_Work instructions_:
Each record listed below is to be output exactly as written.

_Data for review_:
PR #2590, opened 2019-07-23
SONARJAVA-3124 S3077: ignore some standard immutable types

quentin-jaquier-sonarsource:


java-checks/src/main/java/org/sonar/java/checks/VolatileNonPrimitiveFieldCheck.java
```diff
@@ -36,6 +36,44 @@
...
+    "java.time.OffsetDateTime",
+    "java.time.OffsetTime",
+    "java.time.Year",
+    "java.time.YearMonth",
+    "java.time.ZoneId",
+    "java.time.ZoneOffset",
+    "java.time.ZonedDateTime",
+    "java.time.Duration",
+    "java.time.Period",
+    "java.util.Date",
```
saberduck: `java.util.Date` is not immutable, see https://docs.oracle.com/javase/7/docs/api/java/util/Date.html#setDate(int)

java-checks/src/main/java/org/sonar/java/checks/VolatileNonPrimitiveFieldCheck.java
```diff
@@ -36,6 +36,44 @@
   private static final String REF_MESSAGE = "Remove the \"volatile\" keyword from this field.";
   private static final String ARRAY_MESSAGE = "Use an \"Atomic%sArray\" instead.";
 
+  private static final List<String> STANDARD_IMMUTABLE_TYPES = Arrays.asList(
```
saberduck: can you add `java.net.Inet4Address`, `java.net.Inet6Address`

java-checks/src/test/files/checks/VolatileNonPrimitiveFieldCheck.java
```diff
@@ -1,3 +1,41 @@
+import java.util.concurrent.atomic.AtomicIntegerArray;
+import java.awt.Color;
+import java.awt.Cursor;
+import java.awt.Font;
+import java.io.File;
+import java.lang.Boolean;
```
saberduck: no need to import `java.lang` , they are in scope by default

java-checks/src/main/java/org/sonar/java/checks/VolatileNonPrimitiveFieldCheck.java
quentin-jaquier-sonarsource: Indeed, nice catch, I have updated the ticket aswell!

_Answer_:
PR #2590, opened 2019-07-23
SONARJAVA-3124 S3077: ignore some standard immutable types

quentin-jaquier-sonarsource:


java-checks/src/main/java/org/sonar/java/checks/VolatileNonPrimitiveFieldCheck.java
```diff
@@ -36,6 +36,44 @@
...
+    "java.time.OffsetDateTime",
+    "java.time.OffsetTime",
+    "java.time.Year",
+    "java.time.YearMonth",
+    "java.time.ZoneId",
+    "java.time.ZoneOffset",
+    "java.time.ZonedDateTime",
+    "java.time.Duration",
+    "java.time.Period",
+    "java.util.Date",
```
saberduck: `java.util.Date` is not immutable, see https://docs.oracle.com/javase/7/docs/api/java/util/Date.html#setDate(int)

java-checks/src/main/java/org/sonar/java/checks/VolatileNonPrimitiveFieldCheck.java
```diff
@@ -36,6 +36,44 @@
   private static final String REF_MESSAGE = "Remove the \"volatile\" keyword from this field.";
   private static final String ARRAY_MESSAGE = "Use an \"Atomic%sArray\" instead.";
 
+  private static final List<String> STANDARD_IMMUTABLE_TYPES = Arrays.asList(
```
saberduck: can you add `java.net.Inet4Address`, `java.net.Inet6Address`

java-checks/src/test/files/checks/VolatileNonPrimitiveFieldCheck.java
```diff
@@ -1,3 +1,41 @@
+import java.util.concurrent.atomic.AtomicIntegerArray;
+import java.awt.Color;
+import java.awt.Cursor;
+import java.awt.Font;
+import java.io.File;
+import java.lang.Boolean;
```
saberduck: no need to import `java.lang` , they are in scope by default

java-checks/src/main/java/org/sonar/java/checks/VolatileNonPrimitiveFieldCheck.java
quentin-jaquier-sonarsource: Indeed, nice catch, I have updated the ticket aswell!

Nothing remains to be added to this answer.